LOD and reportable range for each analyte for the on- and off-line SPE methods. The LOD and reportable range were based upon the n=10 runs for both methods. The lower range was determined by the lowest calibrator with precision and accuracy within 25%, and the upper range was determined by the highest calibrator that allowed for a linear calibration curve (R²=0.990).

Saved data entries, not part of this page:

Issue #199, opened 2024-08-17
Use classic switch fallthrough for versionized structs


jp7677:
See https://github.com/jp7677/dxvk-nvapi/pull/198#discussion_r1718709030
We should do this consistently everywhere, if possible.

jp7677:
This is indeed trickier than it looks since a lots of structs do not just contain additions prior to earlier versions, so we can't do this everywhere consistently.

PR #206, opened 2024-08-24
nvapi: Use fallthrough when checking struct versions

SveSop:
And skip casting versioned structs that should be the correct version

Attempt to solve #199 

Some of these makes a lot of sense, others - not so sure. Just for consistency (i hope). Will work on it.
In theory it should not be necessary to reinterpret_cast structs that should already be the correct version, as pointed out in https://github.com/jp7677/dxvk-nvapi/pull/198#discussion_r1718709030

### DIFF
--- a/src/nvapi_d3d.cpp
+++ b/src/nvapi_d3d.cpp
@@ -65,18 +65,11 @@ extern "C" {
             return InvalidArgument(n);
 
         switch (pSliState->version) {
-            case NV_GET_CURRENT_SLI_STATE_VER1: {
-                auto pSliStateV1 = reinterpret_cast<NV_GET_CURRENT_SLI_STATE_V1*>(pSliState);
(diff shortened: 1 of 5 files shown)


jp7677:
The crashed were a result of the changes in `NvAPI_GPU_CudaEnumComputeCapableGpus`, here the v2 struct had non-backwards compatible changes, even if it compiled. So yeah, this requires careful inspection of the different struct versions.

SveSop:
> The crashed were a result of the changes in `NvAPI_GPU_CudaEnumComputeCapableGpus`, here the v2 struct had non-backwards compatible changes, even if it compiled. So yeah, this requires careful inspection of the different struct versions.

Indeed. But that was not the only one. I think i spot 2 more of those that would en up with the same problem as this one, so that would throw consistency out the window, since you would need to cast those anyway.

	On-line LOD (ng/mL)	Off-line LOD (ng/mL)	On-line Reportable Range (ng/mL)	Off-line Reportable Range (ng/mL)
Norfentanyl	0.022	0.012	0.050-10	0.025-5.0
Norsufentanil	0.009	0.002	0.010-10	0.010-5.0
Norcarfentanil	0.041	0.007	0.050-10	0.025-10
Fentanyl	0.007	0.007	0.025-10	0.010-10
Sufentanil	0.003	0.004	0.010-10	0.010-10
Carfentanil	0.008	0.008	0.025-10	0.010-10
Lofentanil	0.008	0.028	0.025-10	0.050-10
Alfentanil	0.015	0.006	0.050-10	0.010-10
α-methylfentanil	0.013	0.035	0.025-10	0.050-10
3-methylfentanil	0.029	0.020	0.025-10	0.050-10

A reference range of 60 random urine samples was analyzed to measure any endogenous interferences in the general population. Endogenous interfences can be derived from various sources, including diet, cosmetic products, or other environmental sources. For the 60 samples measured using both methods, no interferences were observed for any compound. This indicates that this method is selective for all fentanyl analogs and metabolites. Thus analysis of unknown urine samples should not result in false positives.

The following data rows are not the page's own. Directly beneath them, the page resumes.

PR #207, opened 2024-08-25
Ensure that we don't lose struct version

jp7677:
Based on logs of `NvAPI_GPU_GetMemoryInfo` usage, structs can and will be reused. The one's where we zero'ed the struct version are probably not of that category, but lets be consistent and safe everywhere.

TODO:
- [x] Test  `NvAPI_D3D11_MultiGPU_GetCaps` explicitly with Senua's Sacrifice VR, that title made us introduce that function

### DIFF
--- a/src/nvapi_d3d11.cpp
+++ b/src/nvapi_d3d11.cpp
@@ -69,25 +69,26 @@ extern "C" {
         if (pMultiGPUCaps == nullptr)
             return InvalidArgument(n);
 
-        switch (pMultiGPUCaps->version) {
-            case 0: // NV_MULTIGPU_CAPS_V1 has no version field
-            case NV_MULTIGPU_CAPS_VER1: {
+        auto version = pMultiGPUCaps->version;
+        switch (version) { // NOLINT(*-multiway-paths-covered)
+            case NV_MULTIGPU_CAPS_VER2:
+                *pMultiGPUCaps = {};
+                pMultiGPUCaps->version = version;
+                pMultiGPUCaps->multiGPUVersion = 3; // Observed on Windows
+                pMultiGPUCaps->nTotalGPUs = nvapiAdapterRegistry->GetAdapterCount();
+                // Report on purpose that no SLI GPUs are available by
+                // keeping pMultiGPUCaps->nSLIGPUs at zero
+                break;
+            default: {
+                // NV_MULTIGPU_CAPS_V1 has no version field
                 auto pMultiGPUCapsV1 = reinterpret_cast<NV_MULTIGPU_CAPS_V1*>(pMultiGPUCaps);
                 *pMultiGPUCapsV1 = {};
-                // Report that SLI is not available
+                pMultiGPUCapsV1->reserved = version;  // This is a union field with version in V2
+                pMultiGPUCapsV1->multiGPUVersion = 3; // Observed on Windows
                 pMultiGPUCapsV1->nTotalGPUs = nvapiAdapterRegistry->GetAdapterCount();
-                pMultiGPUCapsV1->nSLIGPUs = 0;
+                // See above about reporting no SLI
                 break;
             }
-            case NV_MULTIGPU_CAPS_VER2: {
-                *pMultiGPUCaps = {};
-                // Report that SLI is not available
-                pMultiGPUCaps->nTotalGPUs = nvapiAdapterRegistry->GetAdapterCount();
-                pMultiGPUCaps->nSLIGPUs = 0;
-                break;
-            }
-            default:
-                return IncompatibleStructVersion(n, pMultiGPUCaps->version);
         }
 
         return Ok(n);
--- a/.clang-tidy-ignore
+++ b/.clang-tidy-ignore
@@ -1,0 +1,2 @@
+external/*
+inc/*
--- a/src/nvapi_disp.cpp
+++ b/src/nvapi_disp.cpp
@@ -59,6 +59,7 @@ extern "C" {
             case NV_HDR_CAPABILITIES_VER1: {
                 auto pHdrCapabilitiesV1 = reinterpret_cast<NV_HDR_CAPABILITIES_V1*>(pHdrCapabilities);
                 *pHdrCapabilitiesV1 = {};
+                pHdrCapabilitiesV1->version = NV_HDR_CAPABILITIES_VER1;
                 pHdrCapabilitiesV1->isST2084EotfSupported = data.HasST2084Support;
                 pHdrCapabilitiesV1->display_data.displayPrimary_x0 = data.RedPrimaryX;
                 pHdrCapabilitiesV1->display_data.displayPrimary_y0 = data.RedPrimaryY;
@@ -76,6 +77,7 @@ extern "C" {
             case NV_HDR_CAPABILITIES_VER2: {
                 auto pHdrCapabilitiesV2 = reinterpret_cast<NV_HDR_CAPABILITIES_V2*>(pHdrCapabilities);
                 *pHdrCapabilitiesV2 = {};
+                pHdrCapabilitiesV2->version = NV_HDR_CAPABILITIES_VER2;
                 pHdrCapabilitiesV2->isST2084EotfSupported = data.HasST2084Support;
                 pHdrCapabilitiesV2->display_data.displayPrimary_x0 = data.RedPrimaryX;
                 pHdrCapabilitiesV2->display_data.displayPrimary_y0 = data.RedPrimaryY;
@@ -92,6 +94,7 @@ extern "C" {
             }
             case NV_HDR_CAPABILITIES_VER3:
                 *pHdrCapabilities = {};
+                pHdrCapabilities->version = NV_HDR_CAPABILITIES_VER3;
                 pHdrCapabilities->isST2084EotfSupported = data.HasST2084Support;
                 pHdrCapabilities->display_data.displayPrimary_x0 = data.RedPrimaryX;
                 pHdrCapabilities->display_data.displayPrimary_y0 = data.RedPrimaryY;
--- a/src/nvapi_gpu.cpp
+++ b/src/nvapi_gpu.cpp
@@ -36,10 +36,12 @@ extern "C" {
             return InsufficientBuffer(n);
         }
 
-        switch (pDisplayIds->version) {
+        auto version = pDisplayIds->version;
+        switch (version) {
             case NV_GPU_DISPLAYIDS_VER1: // Both versions use the same NV_GPU_DISPLAYIDS struct
             case NV_GPU_DISPLAYIDS_VER2: {
                 *pDisplayIds = {};
+                pDisplayIds->version = version;
                 for (auto i = 0U; i < count; i++) {
                     auto output = nvapiAdapterRegistry->GetOutput(adapter, i);
                     pDisplayIds[i].displayId = output->GetId();
@@ -693,10 +695,12 @@ extern "C" {
             case NV_GPU_INFO_VER1: {
                 auto pGpuInfoV1 = reinterpret_cast<NV_GPU_INFO_V1*>(pGpuInfo);
                 *pGpuInfoV1 = {};
+                pGpuInfoV1->version = NV_GPU_INFO_VER1;
                 break;
             }
             case NV_GPU_INFO_VER2:
                 *pGpuInfo = {};
+                pGpuInfo->version = NV_GPU_INFO_VER2;
                 if (architectureId >= NV_GPU_ARCHITECTURE_TU100) {
                     // Values are taken from RTX4080
                     pGpuInfo->rayTracingCores = 76;
--- a/tests/nvapi_d3d11.cpp
+++ b/tests/nvapi_d3d11.cpp
@@ -453,6 +453,7 @@ TEST_CASE("D3D11 MultiGPU methods succeed", "[.d3d11]") {
         NV_MULTIGPU_CAPS_V1 multiGPUCaps{};
 
         REQUIRE(NvAPI_D3D11_MultiGPU_GetCaps(reinterpret_cast<PNV_MULTIGPU_CAPS>(&multiGPUCaps)) == NVAPI_OK);
+        REQUIRE(multiGPUCaps.multiGPUVersion == 3);
         REQUIRE(multiGPUCaps.nTotalGPUs == 1);
         REQUIRE(multiGPUCaps.nSLIGPUs == 0);
     }
@@ -462,21 +463,9 @@ TEST_CASE("D3D11 MultiGPU methods succeed", "[.d3d11]") {
         multiGPUCaps.version = NV_MULTIGPU_CAPS_VER2;
 
         REQUIRE(NvAPI_D3D11_MultiGPU_GetCaps(&multiGPUCaps) == NVAPI_OK);
+        REQUIRE(multiGPUCaps.multiGPUVersion == 3);
         REQUIRE(multiGPUCaps.nTotalGPUs == 1);
         REQUIRE(multiGPUCaps.nSLIGPUs == 0);
-    }
-
-    SECTION("MultiGPU_GetCaps with unknown struct version returns incompatible-struct-version") {
-        NV_MULTIGPU_CAPS multiGPUCaps{};
-        multiGPUCaps.version = NV_MULTIGPU_CAPS_VER2 + 1;
-        REQUIRE(NvAPI_D3D11_MultiGPU_GetCaps(&multiGPUCaps) == NVAPI_INCOMPATIBLE_STRUCT_VERSION);
-    }
-
-    SECTION("MultiGPU_GetCaps with current struct version returns not incompatible-struct-version") {
-        // This test fails when a header update provides a newer not yet implemented struct version
-        NV_MULTIGPU_CAPS multiGPUCaps{};
-        multiGPUCaps.version = NV_MULTIGPU_CAPS_VER;
-        REQUIRE(NvAPI_D3D11_MultiGPU_GetCaps(&multiGPUCaps) != NVAPI_INCOMPATIBLE_STRUCT_VERSION);
     }
 
     SECTION("MultiGPU_Init returns OK") {


Saancreed:
That `NvAPI_D3D11_MultiGPU_GetCaps` change is the only one I'm not sure about (the rest are fine). Documentation about the struct it accepts is fairly disappointing so I would feel safer if we knew Windows NVAPI behavior here. I can try to figure it out around tomorrow or the day after, if you don't mind waiting a bit.

Also, have a multiple instances of a typo in PR title and commit messages where "loose" should be "lose".

jp7677:
> That `NvAPI_D3D11_MultiGPU_GetCaps` change is the only one I'm not sure about (the rest are fine). Documentation about the struct it accepts is fairly disappointing so I would feel safer if we knew Windows NVAPI behavior here. I can try to figure it out around tomorrow or the day after, if you don't mind waiting a bit.

That would be nice, thanks. I'm also going to test the title that was affected by this (the todo item). 
 
> Also, have a multiple instances of a typo in PR title and commit messages where "loose" should be "lose".

Oh embarrassing, fixed ;)

SveSop:
https://github.com/jp7677/dxvk-nvapi/blob/36affbe6c768822ddaef99f86af0128defae11e1/src/nvapi_d3d.cpp#L121

jp7677:
> https://github.com/jp7677/dxvk-nvapi/blob/36affbe6c768822ddaef99f86af0128defae11e1/src/nvapi_d3d.cpp#L121

That struct doesn't have a version field, here it come as a separate argument in the function, See https://github.com/jp7677/dxvk-nvapi/blob/36affbe6c768822ddaef99f86af0128defae11e1/src/nvapi_d3d.cpp#L108

jp7677:
> That `NvAPI_D3D11_MultiGPU_GetCaps` change is the only one I'm not sure about (the rest are fine). Documentation about the struct it accepts is fairly disappointing so I would feel safer if we knew Windows NVAPI behavior here. I can try to figure it out around tomorrow or the day after, if you don't mind waiting a bit.

Tested with `Senua's Sacrifice VR`, that title kept `version` and `multiGPUVersion` at `0`, so added that specific case as well. I don't know if we should also support uninitialized version fields, so random garbage. Would be cool if you could include that scenario when testing against Windows.

SveSop:
I did a test with this:
`NvAPI_SYS_GetDisplayDriverInfo(NV_DISPLAY_DRIVER_INFO* pDriverInfo);`
And i "set" the version by doing:
`NV_DISPLAY_DRIVER_INFO_V2 pDriverInfo = { NV_DISPLAY_DRIVER_INFO_VER };`

The value in the version field is then: 131216 (from the make_ver macro).

If i then set it using:
`NV_DISPLAY_DRIVER_INFO_V2 pDriverInfo = { NV_DISPLAY_DRIVER_INFO_VER1 };`

the value in the version field is: 65612
Calling `NvAPI_SYS_GetDisplayDriverInfo` by setting some random number in the version field returns -9 `NVAPI_INCOMPATIBLE_STRUCT_VERSION`, so it seems that is working as it is supposed to do

Testing the call to `NvAPI_D3D11_MultiGPU_GetCaps(PNV_MULTIGPU_CAPS pMultiGPUCaps);`
with `NV_MULTIGPU_CAPS_V2 pMultiGPUCaps = { NV_MULTIGPU_CAPS_VER2 };` vs `NV_MULTIGPU_CAPS_V2 pMultiGPUCaps = { NV_MULTIGPU_CAPS_VER1 };` returns 3 for `multiGPUVersion`

Calling it by setting `pMultiGPUCaps.multiGPUVersion = 1234;` , still returns 3.
Setting `pMultiGPUCaps.version` to some random number also does not really seem to do anything, and returns `NVAPI_OK` without changing `pMultiGPUCaps.version` field.

So, not really sure.

Saancreed:
> Setting `pMultiGPUCaps.version` to some random number also does not really seem to do anything, and returns `NVAPI_OK` without changing `pMultiGPUCaps.version` field.

If I were to guess, it should control whether `NvLinkPresent` and `fastNvLinkReads` fields are written into or not, with value of `version` equal to `NV_MULTIGPU_CAPS_VER2` meaning "please write them", value equal to `0` or `NV_MULTIGPU_CAPS_VER1` meaning "don't" and others being unspecified… which would be nice to know (but hopefully we won't have to handle cases of other garbage here).

The fact that you never saw `NVAPI_INCOMPATIBLE_STRUCT_VERSION`, even for random versions, is strange and perhaps a bit concerning.

But it does seem to support the theory where `version` is strictly an input field (and never touched by the function) and `multiGPUVersion` is strictly an output field (and is never read by the function, only written to).

SveSop:
> But it does seem to support the theory where `version` is strictly an input field (and never touched by the function) and `multiGPUVersion` is strictly an output field (and is never read by the function, only written to).

Does seem like this. What i have not really tested is to use the "V1" struct when calling, as this means i have to create a "new" function call to the same address with a different struct, as using the `nvapi.h` header will default to setting it to "latest version".

I can do a couple of tests for this just for lulz and see if it changes things, but from other nvapi calls, fiddling with the `->version` field will return `NVAPI_INCOMPATIBLE_STRUCT_VERSION`, so it is indeed a bit strange.

The V1 struct did not really seem to have a `->version` field, so it could be somewhat of a internal nvapi tweak NVIDIA have done as a safeguard "in case of old versions", that this field is ignored? `multiGPUVersion` might be some sort of indication of "supported SLI version whatever"?? 4070 that i tested this on does not support SLI afaik, so i do not know what it really means.

SveSop:
V1 input:
```
NV_MULTIGPU_CAPS_V1 pMultiGPUCapsV1 = { NV_MULTIGPU_CAPS_VER1 };
pMultiGPUCapsV1.nTotalGPUs = 0xbbed;
pMultiGPUCapsV1.nSLIGPUs = 0xffef;
pMultiGPUCapsV1.videoBridgePresent = 0xbbce;
pMultiGPUCapsV1.multiGPUVersion = 0xefe;
```
V1 return:
```
D3D11 MultiGPU Caps (V1):
MGPU Version  : 3
Total GPUs    : 1
SLI GPUs      : 1
VideoBridge   : 0
```

V2 input:
```
NV_MULTIGPU_CAPS_V2 pMultiGPUCaps = { NV_MULTIGPU_CAPS_VER2 };
pMultiGPUCaps.nTotalGPUs = 0xbbed;
pMultiGPUCaps.nSLIGPUs = 0xffef;
pMultiGPUCaps.videoBridgePresent = 0xbbce;
pMultiGPUCaps.multiGPUVersion = 0xefe;
pMultiGPUCaps.version = 0xef;
pMultiGPUCaps.NvLinkPresent = 0xfef;
pMultiGPUCaps.fastNvLinkReads = 0xabc;
```

V2 return:
```
D3D11 MultiGPU Caps (V2):
MGPU Version  : 3
Struct version: 239
Total GPUs    : 1
SLI GPUs      : 1
VideoBridge   : 0
NV Link       : 4079
NV link Reads : 2748
```

So.. the `pMultiGPUCaps.NvLinkPresent` and `pMultiGPUCaps.fastNvLinkReads` will return the input number. If this is some sort of setting, i have no idea of. Maybe you are supposed to "set" that you are using NvLinkPresent (eg. True - 1)? Using other numbers does not change anything, nor does setting the version field to 0 or whatever number.

Without testing this on an actual SLI setup, the settings may just be disregarded? Maybe `pMultiGPUCaps.NvLinkPresent` would return 1 in a SLI setup? Dunno. I suppose SLI is not overly supported with DXVK anyway, so...

Setting `NV_MULTIGPU_CAPS_V2 pMultiGPUCaps = { NV_MULTIGPU_CAPS_VER1 };` but using the V2 struct did not change this behavior.

Saancreed:
>  V2 input:
> `NV_MULTIGPU_CAPS_V2 pMultiGPUCaps = { NV_MULTIGPU_CAPS_VER2 };`

I've meant to say "try `NV_MULTIGPU_CAPS_V2 pMultiGPUCaps = { .version = NV_MULTIGPU_CAPS_VER2 };`" instead of what you did, sorry for being imprecise :sweat_smile:

Saancreed:
> Doing this for `NvAPI_GPU_GetMemoryInfoEx` worked either way:

Yes, because this is the first field in the struct so the two are equivalent. But `version` is not the first field in `NV_MULTIGPU_CAPS` struct (neither V1 nor V2) so `NV_MULTIGPU_CAPS_V2 pMultiGPUCaps = { NV_MULTIGPU_CAPS_VER2 };` is actually equivalent to `NV_MULTIGPU_CAPS_V2 pMultiGPUCaps = { .multiGPUVersion = NV_MULTIGPU_CAPS_VER2, .version = 0, … };`.

Now I'm just mightly confused about what `version` is supposed to do.

SveSop:
I see what you mean. It does not seem like this is "working right" on this particular call, as this is the only versioned struct that i know of that do NOT have the .version field "in the correct spot" so to speak... or atleast "one of few".

1. `pMultiGPUCaps.MultiGPUVersion != MAKE_NVAPI_VERSION` (struct version), as it always **returns** "3" (for me atleast on RTX card non-SLI)
2. V1 - `pMultiGPUCaps.reserved` == V2 - `pMultiGPUCaps.reserved` == V2 - `pMultiGPUCaps.version` (due to "union" usage in V2) and is completely disregarded no matter what value it is set to from the tests i have done.

**Theory:** Some long long time ago, the V1 struct was distributed without the .version field, and as some kind of band-aid "fix", this union field was made in V2 as a possible solution to this missing .version field, and due to whatever problems someone decided to just scrap the idea of version checking and just provide data as-is.

Personally i am quite happy to write off this strangeness as a somewhat lingering bug that "just works" without a set version. It might explain why the `pMultiGPUCaps.NvLinkPresent` and `pMultiGPUCaps.fastNvLinkReads` fields does not really seem to be used for anything, although that might be debatable since i am not able to actually test this on a SLI setup.

SveSop:
Using V2 struct for `NvAPI_GPU_CudaEnumComputeCapableGpus` also does not work https://github.com/jp7677/dxvk-nvapi/commit/4966fb57b76d219f0fb85ae5caec405a34dc1114 even tho nvapi.h clearly states to use `//! \retval ::NVAPI_INCOMPATIBLE_STRUCT_VERSION  Structure version is not supported, initialize to NV_COMPUTE_GPU_TOPOLOGY_VER.`

`#define NV_COMPUTE_GPU_TOPOLOGY_VER  MAKE_NVAPI_VERSION(NV_COMPUTE_GPU_TOPOLOGY_V2,2)`

So.. sometimes there ARE bugs 😏

Saancreed:
I see, thanks for checking. Looks like doing

```cpp
pMultiGPUCaps->multiGPUVersion = 3;
pMultiGPUCaps->nTotalGPUs = nvapiAdapterRegistry->GetAdapterCount();
pMultiGPUCaps->nSLIGPUs = 0
pMultiGPUCaps->videoBridgePresent = 0;
```

and completely ignoring the version should be a reasonable no-empty-promises reimplementation of the function in question.

SveSop:
I do also get `nSLIGpus == nTotalGPUs` for me in windows, but as we cannot really test this with actual SLI setup i suppose it might not matter? Dunno..

Saancreed:
> I mean, lets say you have 3 adapters where 2 of them are "SLI capable", the result would be `nTotalGPUs = 3` and `nSLIGPUs = 2` maybe?

I would guess so but it might be safer to keep reporting `0` in dxvk-nvapi because we don't actually support SLI. Even in Vulkan device groups are kind of a meme feature.

SveSop:
> I would guess so but it might be safer to keep reporting `0` in dxvk-nvapi because we don't actually support SLI. Even in Vulkan device groups are kind of a meme feature.

Probably has no "real" meaning anyway. Just found it odd that both the 2070 card AND the 4070 reported `nSLIGPUs = 1`, since 40xx series do absolutely NOT support SLI/NVLink.

jp7677:
Testing on a Windows box here, this code 

<details>
  <summary>code</summary>

```c++
    std::cout << "NV_MULTIGPU_CAPS Ver2 " << std:: endl;
    NV_MULTIGPU_CAPS multiGPUCaps{};
    multiGPUCaps.version = NV_MULTIGPU_CAPS_VER2;
    multiGPUCaps.multiGPUVersion = 99;
    multiGPUCaps.nTotalGPUs = 98;
    multiGPUCaps.nSLIGPUs = 97;
    multiGPUCaps.videoBridgePresent = 96;
    multiGPUCaps.NvLinkPresent = 95;
    multiGPUCaps.fastNvLinkReads = 94;
    REQUIRE(nvAPI_D3D11_MultiGPU_GetCaps(&multiGPUCaps) == NVAPI_OK);
    std::cout << multiGPUCaps.version << std::endl;
    std::cout << multiGPUCaps.multiGPUVersion << std::endl;
    std::cout << multiGPUCaps.nTotalGPUs << std::endl;
    std::cout << multiGPUCaps.nSLIGPUs << std::endl;
    std::cout << multiGPUCaps.videoBridgePresent << std::endl;
    std::cout << multiGPUCaps.NvLinkPresent << std::endl;
    std::cout << multiGPUCaps.fastNvLinkReads << std::endl;

    std::cout << "NV_MULTIGPU_CAPS Ver1 " << std:: endl;
    NV_MULTIGPU_CAPS multiGPUCaps1{};
    multiGPUCaps1.version = NV_MULTIGPU_CAPS_VER1;
    multiGPUCaps1.multiGPUVersion = 89;
    multiGPUCaps1.nTotalGPUs = 88;
    multiGPUCaps1.nSLIGPUs = 87;
    multiGPUCaps1.videoBridgePresent = 86;
    multiGPUCaps1.NvLinkPresent = 85;
    multiGPUCaps1.fastNvLinkReads = 84;
    REQUIRE(nvAPI_D3D11_MultiGPU_GetCaps(&multiGPUCaps1) == NVAPI_OK);
    std::cout << multiGPUCaps1.version << std::endl;
    std::cout << multiGPUCaps1.multiGPUVersion << std::endl;
    std::cout << multiGPUCaps1.nTotalGPUs << std::endl;
    std::cout << multiGPUCaps1.nSLIGPUs << std::endl;
    std::cout << multiGPUCaps1.videoBridgePresent << std::endl;
    std::cout << multiGPUCaps1.NvLinkPresent << std::endl;
    std::cout << multiGPUCaps1.fastNvLinkReads << std::endl;

    std::cout << "NV_MULTIGPU_CAPS Ver0 " << std:: endl;
    NV_MULTIGPU_CAPS multiGPUCaps0{};
    multiGPUCaps0.version = 88;
    multiGPUCaps0.multiGPUVersion = 89;
    multiGPUCaps0.nTotalGPUs = 88;
    multiGPUCaps0.nSLIGPUs = 87;
    multiGPUCaps0.videoBridgePresent = 86;
    multiGPUCaps0.NvLinkPresent = 85;
    multiGPUCaps0.fastNvLinkReads = 84;
    REQUIRE(nvAPI_D3D11_MultiGPU_GetCaps(&multiGPUCaps0) == NVAPI_OK);
    std::cout << multiGPUCaps0.version << std::endl;
    std::cout << multiGPUCaps0.multiGPUVersion << std::endl;
    std::cout << multiGPUCaps0.nTotalGPUs << std::endl;
    std::cout << multiGPUCaps0.nSLIGPUs << std::endl;
    std::cout << multiGPUCaps0.videoBridgePresent << std::endl;
    std::cout << multiGPUCaps0.NvLinkPresent << std::endl;
    std::cout << multiGPUCaps0.fastNvLinkReads << std::endl;

    std::cout << "NV_MULTIGPU_CAPS Ver55" << std:: endl;
    NV_MULTIGPU_CAPS multiGPUCaps55{};
    multiGPUCaps55.version = 58;
    multiGPUCaps55.multiGPUVersion = 59;
    multiGPUCaps55.nTotalGPUs = 58;
    multiGPUCaps55.nSLIGPUs = 57;
    multiGPUCaps55.videoBridgePresent = 56;
    multiGPUCaps55.NvLinkPresent = 55;
    multiGPUCaps55.fastNvLinkReads = 54;
    REQUIRE(nvAPI_D3D11_MultiGPU_GetCaps(&multiGPUCaps55) == NVAPI_OK);
    std::cout << multiGPUCaps55.version << std::endl;
    std::cout << multiGPUCaps55.multiGPUVersion << std::endl;
    std::cout << multiGPUCaps55.nTotalGPUs << std::endl;
    std::cout << multiGPUCaps55.nSLIGPUs << std::endl;
    std::cout << multiGPUCaps55.videoBridgePresent << std::endl;
    std::cout << multiGPUCaps55.NvLinkPresent << std::endl;
    std::cout << multiGPUCaps55.fastNvLinkReads << std::endl;
```
</details>

shows:

<details>
  <summary>code</summary>

```
NV_MULTIGPU_CAPS Ver2
131100
3
1
1
0
0
0
NV_MULTIGPU_CAPS Ver1
65556
3
1
1
0
85
84
NV_MULTIGPU_CAPS Ver0
88
3
1
1
0
85
84
NV_MULTIGPU_CAPS Ver55
58
3
1
1
0
55
54
```
</details>

So it echos the version/reserved field and when `Ver2` is specified, also the last two fields are filled.

src/nvapi_d3d11.cpp
```diff
@@ -69,25 +69,27 @@ extern "C" {
...
-            case NV_MULTIGPU_CAPS_VER1: {
+        auto version = pMultiGPUCaps->version;
+        switch (version) { // NOLINT(*-multiway-paths-covered)
+            case NV_MULTIGPU_CAPS_VER2:
+                *pMultiGPUCaps = {};
+                pMultiGPUCaps->version = version;
+                pMultiGPUCaps->multiGPUVersion = 3; // Observed on Windows
+                // Report on purpose that no SLI GPU is available
+                pMultiGPUCaps->nTotalGPUs = nvapiAdapterRegistry->GetAdapterCount();
+                pMultiGPUCaps->nSLIGPUs = 0;
```
Saancreed, line 80: `*pMultiGPUCaps = {};` implicitly zeroes last two fields, but then `pMultiGPUCaps->nSLIGPUs = 0;` explicitly sets only one of them. Why should we handle this one differently?

Saancreed (approved):
Only one very nitpickish question, but LGTM anyway.

src/nvapi_d3d11.cpp
jp7677: > `*pMultiGPUCaps = {};` implicitly zeroes all (including last two) fields, but then `pMultiGPUCaps->nSLIGPUs = 0;` explicitly (and redundantly) sets another one. Why should we handle this one differently?

Yeah, it's completely redundant. I think the former me wanted to make it even more obvious that we report zero SLI GPUs when reading the source. Should turn this into a comment.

Two methods for automated SPE were developed and compared for the detection of fentanyl analogs and metabolites in urine. Both methods provided low detection limits and acceptable accuracy, while presenting some precision problems for select analytes for the on-line analysis. The development of both off- and on-line automated SPE methods allows an analyst to choose between high throughput for many samples and minimizing analyst interactions with the samples.

4. Conclusions

The on- and off-line SPE method comparison showed two effective methods for the detection of fentanyl analogs and metabolites in urine. Both methods had comparable LOD's, while the on-line method had a broader linear range, the off-line method provided overall better recoveries. Because therapeutic doses typically result in 0.8 ng/mL to 4 ng/mL of fentanyls in urine, both methods presented here have the sensitivity and selectivity necessary to assess low to moderate concentrations of fentanyl and its analogs in human urine. Therefore, the selection of either the on- or off-line SPE may be based on the desired compounds in addition to the availability of laboratory resources and technician expertise. In future studies, the selection of a more orthogonal chromatographic procedure to the solid phase extraction may improve the on-line extraction recovery, if additional sensitivity is desired. Both methods could be improved further by expanding the linear range, so high urinary concentrations resulting from toxic or fatal doses can be measured and assist with forensic diagnosis.